## [EXERCISE DETAILS]
Scan the entries line by line and return those with "files".
───
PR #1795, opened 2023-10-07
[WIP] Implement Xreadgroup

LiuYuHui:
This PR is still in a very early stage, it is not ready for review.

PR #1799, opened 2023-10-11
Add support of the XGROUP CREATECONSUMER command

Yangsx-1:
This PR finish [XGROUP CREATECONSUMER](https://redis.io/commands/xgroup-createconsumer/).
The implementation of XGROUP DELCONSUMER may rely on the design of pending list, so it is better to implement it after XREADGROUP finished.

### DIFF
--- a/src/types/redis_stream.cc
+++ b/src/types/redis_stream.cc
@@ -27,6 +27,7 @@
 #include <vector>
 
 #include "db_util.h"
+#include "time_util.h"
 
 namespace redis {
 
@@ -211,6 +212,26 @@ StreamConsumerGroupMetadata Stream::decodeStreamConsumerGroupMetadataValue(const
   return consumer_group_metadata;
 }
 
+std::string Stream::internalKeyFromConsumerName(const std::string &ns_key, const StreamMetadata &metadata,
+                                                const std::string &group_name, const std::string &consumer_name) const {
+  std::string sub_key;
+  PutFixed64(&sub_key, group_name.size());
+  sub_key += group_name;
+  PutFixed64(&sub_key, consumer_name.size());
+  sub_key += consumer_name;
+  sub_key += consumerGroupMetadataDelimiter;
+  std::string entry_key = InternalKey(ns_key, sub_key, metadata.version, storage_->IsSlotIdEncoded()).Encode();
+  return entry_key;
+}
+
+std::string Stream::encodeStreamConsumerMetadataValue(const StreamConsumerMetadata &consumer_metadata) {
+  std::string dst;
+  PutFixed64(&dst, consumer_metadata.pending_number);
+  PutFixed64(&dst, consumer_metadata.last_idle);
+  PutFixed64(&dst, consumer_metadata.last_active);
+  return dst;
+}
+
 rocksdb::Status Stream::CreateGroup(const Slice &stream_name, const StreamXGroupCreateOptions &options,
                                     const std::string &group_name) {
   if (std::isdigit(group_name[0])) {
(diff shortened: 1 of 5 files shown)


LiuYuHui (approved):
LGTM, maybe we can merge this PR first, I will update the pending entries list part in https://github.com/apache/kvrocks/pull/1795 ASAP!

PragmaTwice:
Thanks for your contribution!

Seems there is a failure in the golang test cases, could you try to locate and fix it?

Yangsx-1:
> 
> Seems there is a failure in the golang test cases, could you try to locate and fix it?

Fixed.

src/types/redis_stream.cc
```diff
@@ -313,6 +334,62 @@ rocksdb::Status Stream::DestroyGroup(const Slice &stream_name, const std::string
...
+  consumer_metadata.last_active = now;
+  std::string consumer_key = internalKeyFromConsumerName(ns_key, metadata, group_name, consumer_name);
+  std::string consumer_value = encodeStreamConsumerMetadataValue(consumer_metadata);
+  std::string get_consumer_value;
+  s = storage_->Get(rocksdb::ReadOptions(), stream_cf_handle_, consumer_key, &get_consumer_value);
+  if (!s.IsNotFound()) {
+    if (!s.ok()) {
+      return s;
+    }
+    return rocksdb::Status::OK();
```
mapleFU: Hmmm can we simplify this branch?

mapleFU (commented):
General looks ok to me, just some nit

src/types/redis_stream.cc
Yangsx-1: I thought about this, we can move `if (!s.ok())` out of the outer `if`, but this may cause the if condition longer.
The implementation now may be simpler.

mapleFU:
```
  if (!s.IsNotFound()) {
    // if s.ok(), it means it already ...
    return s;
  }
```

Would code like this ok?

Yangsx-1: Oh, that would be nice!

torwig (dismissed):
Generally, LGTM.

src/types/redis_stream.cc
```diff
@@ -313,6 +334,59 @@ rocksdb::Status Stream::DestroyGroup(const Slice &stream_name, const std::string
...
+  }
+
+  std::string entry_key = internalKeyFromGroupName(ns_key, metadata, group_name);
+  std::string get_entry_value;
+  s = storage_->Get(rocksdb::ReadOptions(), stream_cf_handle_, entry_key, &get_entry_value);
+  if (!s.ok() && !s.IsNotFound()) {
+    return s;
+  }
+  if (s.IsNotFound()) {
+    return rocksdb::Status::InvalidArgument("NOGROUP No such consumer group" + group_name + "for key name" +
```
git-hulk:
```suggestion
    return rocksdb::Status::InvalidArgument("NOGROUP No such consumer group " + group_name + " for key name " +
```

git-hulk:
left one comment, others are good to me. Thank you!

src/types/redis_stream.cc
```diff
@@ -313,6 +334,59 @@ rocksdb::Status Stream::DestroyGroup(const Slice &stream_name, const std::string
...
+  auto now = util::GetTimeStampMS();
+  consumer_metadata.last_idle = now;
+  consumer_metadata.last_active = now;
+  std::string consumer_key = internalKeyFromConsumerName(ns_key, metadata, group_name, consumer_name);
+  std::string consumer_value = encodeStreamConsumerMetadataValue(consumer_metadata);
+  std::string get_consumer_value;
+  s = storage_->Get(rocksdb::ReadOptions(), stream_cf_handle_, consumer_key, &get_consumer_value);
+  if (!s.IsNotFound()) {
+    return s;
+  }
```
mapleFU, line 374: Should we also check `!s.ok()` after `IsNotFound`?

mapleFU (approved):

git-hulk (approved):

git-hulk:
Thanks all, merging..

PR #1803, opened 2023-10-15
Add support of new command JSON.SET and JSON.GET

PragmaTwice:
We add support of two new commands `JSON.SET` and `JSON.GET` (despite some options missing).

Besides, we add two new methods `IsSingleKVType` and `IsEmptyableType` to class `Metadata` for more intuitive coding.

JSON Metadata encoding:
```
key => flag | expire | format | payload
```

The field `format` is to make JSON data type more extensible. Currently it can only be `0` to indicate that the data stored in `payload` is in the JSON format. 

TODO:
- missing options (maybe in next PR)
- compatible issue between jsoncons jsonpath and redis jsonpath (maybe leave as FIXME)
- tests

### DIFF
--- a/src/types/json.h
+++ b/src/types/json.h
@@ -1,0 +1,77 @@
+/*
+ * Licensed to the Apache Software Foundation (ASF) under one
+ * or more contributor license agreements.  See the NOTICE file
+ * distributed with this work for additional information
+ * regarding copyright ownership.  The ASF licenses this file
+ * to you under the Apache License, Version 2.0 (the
───
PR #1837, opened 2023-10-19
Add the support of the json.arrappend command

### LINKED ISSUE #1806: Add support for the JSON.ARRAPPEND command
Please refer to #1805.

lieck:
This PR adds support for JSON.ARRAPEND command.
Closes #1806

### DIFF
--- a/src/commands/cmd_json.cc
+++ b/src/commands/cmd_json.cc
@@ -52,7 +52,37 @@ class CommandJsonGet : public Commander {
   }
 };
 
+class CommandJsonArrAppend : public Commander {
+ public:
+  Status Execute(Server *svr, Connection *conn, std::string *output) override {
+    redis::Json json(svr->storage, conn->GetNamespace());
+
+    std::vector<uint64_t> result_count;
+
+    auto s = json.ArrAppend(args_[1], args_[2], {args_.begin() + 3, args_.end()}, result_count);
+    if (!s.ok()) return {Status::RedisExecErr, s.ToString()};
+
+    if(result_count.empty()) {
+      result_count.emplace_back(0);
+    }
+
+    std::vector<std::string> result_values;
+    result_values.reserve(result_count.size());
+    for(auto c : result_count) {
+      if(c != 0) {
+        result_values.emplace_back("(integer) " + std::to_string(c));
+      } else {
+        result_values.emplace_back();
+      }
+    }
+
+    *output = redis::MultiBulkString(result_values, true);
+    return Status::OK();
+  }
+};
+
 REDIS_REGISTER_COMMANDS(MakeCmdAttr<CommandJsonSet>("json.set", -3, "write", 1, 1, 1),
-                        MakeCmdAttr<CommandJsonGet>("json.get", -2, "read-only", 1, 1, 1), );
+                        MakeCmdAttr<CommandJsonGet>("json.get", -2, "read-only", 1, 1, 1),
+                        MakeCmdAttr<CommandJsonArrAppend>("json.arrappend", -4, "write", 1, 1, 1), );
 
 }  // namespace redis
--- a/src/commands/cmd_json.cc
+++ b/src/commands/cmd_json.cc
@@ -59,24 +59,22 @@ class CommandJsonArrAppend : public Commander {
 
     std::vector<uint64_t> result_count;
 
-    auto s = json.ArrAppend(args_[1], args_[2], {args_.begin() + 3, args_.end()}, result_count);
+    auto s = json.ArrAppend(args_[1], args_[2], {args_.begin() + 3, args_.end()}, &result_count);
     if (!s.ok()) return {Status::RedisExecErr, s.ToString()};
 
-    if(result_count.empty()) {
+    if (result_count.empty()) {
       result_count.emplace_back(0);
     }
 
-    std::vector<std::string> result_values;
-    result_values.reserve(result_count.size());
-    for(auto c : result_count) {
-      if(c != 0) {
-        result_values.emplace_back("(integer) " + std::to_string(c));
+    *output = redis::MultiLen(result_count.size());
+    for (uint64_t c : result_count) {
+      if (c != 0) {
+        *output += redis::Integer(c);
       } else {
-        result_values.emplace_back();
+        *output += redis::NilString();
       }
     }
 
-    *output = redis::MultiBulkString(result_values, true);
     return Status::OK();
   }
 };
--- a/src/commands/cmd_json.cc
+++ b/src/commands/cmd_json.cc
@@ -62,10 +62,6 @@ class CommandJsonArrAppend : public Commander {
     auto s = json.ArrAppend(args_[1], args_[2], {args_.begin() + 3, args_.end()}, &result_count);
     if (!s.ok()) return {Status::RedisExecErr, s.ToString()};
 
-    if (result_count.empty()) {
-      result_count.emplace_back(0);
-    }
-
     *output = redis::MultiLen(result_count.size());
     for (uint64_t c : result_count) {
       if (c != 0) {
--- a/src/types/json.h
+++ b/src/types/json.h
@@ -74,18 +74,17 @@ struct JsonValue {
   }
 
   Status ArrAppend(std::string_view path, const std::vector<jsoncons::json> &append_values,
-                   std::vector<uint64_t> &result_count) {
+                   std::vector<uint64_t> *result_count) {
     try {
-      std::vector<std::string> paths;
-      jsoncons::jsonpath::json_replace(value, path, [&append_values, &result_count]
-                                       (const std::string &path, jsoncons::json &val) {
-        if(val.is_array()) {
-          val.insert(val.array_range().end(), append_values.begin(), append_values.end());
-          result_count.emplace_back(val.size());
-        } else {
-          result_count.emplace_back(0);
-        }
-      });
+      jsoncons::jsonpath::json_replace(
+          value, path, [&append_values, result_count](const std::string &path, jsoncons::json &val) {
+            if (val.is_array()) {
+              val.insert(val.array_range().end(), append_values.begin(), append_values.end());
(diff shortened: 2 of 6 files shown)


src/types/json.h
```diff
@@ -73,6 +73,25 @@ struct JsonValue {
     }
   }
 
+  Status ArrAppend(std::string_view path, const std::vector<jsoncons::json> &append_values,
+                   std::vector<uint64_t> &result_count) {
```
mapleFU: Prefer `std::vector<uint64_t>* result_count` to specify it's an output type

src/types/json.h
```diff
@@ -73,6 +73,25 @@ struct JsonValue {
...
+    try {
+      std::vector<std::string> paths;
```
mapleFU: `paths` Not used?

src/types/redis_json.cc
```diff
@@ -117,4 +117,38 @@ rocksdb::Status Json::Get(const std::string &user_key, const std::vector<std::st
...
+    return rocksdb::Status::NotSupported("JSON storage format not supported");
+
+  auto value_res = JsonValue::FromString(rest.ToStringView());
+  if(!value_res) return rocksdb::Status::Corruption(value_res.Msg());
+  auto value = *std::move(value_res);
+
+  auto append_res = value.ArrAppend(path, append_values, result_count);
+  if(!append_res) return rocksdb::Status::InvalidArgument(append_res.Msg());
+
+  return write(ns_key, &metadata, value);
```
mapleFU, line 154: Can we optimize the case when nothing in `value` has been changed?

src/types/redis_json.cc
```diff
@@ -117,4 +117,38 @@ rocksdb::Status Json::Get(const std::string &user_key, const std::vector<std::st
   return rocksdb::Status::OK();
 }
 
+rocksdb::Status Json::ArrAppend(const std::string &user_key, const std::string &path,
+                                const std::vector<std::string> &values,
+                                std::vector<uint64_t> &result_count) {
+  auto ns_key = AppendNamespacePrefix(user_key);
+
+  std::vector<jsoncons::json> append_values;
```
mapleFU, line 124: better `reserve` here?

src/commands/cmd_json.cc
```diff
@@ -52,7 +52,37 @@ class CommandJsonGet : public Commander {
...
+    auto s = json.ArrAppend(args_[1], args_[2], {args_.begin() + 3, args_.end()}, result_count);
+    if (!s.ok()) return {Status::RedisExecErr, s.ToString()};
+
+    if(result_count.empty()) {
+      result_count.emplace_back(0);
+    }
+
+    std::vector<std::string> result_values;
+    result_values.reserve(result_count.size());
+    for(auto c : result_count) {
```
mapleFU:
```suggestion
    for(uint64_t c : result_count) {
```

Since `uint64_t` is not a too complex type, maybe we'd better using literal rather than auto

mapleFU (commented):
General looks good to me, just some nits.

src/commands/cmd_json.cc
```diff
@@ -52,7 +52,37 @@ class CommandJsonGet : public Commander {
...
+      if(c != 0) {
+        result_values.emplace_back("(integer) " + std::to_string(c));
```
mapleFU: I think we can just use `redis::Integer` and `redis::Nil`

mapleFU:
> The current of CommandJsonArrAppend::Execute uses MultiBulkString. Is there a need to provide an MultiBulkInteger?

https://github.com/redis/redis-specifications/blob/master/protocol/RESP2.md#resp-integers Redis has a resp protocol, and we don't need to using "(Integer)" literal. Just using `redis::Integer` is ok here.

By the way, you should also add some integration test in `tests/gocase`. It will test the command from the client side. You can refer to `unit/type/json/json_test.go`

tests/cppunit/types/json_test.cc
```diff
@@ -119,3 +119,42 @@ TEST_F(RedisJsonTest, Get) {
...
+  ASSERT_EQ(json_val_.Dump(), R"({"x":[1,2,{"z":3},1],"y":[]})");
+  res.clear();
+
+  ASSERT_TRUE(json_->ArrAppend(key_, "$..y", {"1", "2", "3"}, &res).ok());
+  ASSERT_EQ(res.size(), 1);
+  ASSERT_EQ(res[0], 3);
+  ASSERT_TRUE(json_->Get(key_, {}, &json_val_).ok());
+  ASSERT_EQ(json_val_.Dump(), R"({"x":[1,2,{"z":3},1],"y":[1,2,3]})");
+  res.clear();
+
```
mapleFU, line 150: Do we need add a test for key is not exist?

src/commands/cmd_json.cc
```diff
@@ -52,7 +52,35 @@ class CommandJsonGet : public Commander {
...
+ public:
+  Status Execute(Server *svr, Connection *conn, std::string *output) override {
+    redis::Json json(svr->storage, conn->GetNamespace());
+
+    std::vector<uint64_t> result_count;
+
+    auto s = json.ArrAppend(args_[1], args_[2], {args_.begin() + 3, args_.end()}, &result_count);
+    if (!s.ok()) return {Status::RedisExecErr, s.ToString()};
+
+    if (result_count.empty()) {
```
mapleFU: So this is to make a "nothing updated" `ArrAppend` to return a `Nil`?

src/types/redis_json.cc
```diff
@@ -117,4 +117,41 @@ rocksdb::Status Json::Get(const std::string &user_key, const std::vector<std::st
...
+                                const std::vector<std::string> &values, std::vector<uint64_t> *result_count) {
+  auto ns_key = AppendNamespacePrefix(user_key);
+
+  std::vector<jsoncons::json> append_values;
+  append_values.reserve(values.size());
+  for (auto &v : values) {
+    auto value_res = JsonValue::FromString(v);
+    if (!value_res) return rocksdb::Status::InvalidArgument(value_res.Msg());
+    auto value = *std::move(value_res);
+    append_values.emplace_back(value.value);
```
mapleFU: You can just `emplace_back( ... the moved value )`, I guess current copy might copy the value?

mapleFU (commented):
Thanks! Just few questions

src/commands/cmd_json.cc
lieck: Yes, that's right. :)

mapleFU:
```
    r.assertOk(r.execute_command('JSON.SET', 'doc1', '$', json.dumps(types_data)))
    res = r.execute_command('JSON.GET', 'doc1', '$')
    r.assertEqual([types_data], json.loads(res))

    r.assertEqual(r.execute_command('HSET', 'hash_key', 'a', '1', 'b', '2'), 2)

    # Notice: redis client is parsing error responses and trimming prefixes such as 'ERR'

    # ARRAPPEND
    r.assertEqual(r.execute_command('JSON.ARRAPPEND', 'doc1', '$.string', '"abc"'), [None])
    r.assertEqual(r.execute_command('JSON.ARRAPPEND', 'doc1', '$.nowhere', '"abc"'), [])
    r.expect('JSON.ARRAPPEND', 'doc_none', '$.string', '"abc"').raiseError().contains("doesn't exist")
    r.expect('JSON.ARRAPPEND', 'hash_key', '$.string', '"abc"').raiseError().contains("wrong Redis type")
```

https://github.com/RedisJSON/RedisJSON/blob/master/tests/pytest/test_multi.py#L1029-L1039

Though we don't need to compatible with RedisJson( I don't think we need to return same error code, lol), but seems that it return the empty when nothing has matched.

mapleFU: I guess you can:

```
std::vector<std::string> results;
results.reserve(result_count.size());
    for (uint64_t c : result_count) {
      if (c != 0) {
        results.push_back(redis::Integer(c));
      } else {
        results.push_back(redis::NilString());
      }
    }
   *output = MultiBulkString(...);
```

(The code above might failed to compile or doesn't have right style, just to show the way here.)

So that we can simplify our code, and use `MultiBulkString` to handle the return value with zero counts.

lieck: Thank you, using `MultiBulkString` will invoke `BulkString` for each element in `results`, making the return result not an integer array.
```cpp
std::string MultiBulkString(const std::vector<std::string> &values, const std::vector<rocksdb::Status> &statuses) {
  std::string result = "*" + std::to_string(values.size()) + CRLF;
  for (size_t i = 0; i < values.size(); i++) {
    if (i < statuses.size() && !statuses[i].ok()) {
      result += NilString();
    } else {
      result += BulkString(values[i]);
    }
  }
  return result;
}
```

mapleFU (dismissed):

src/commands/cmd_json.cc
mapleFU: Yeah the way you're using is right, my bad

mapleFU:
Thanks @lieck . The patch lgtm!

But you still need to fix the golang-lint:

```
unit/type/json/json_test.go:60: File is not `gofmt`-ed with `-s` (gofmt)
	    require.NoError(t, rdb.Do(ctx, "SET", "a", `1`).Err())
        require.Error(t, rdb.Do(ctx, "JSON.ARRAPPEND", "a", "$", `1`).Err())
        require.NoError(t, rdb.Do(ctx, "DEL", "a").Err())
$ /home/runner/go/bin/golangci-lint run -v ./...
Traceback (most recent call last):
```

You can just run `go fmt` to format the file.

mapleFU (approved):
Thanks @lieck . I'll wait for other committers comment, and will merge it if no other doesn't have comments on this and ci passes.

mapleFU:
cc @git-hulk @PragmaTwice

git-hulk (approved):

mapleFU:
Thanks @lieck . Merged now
───
## [WRITTEN RESPONSE]
(diff shortened: 1 of 5 files shown)
(diff shortened: 2 of 6 files shown)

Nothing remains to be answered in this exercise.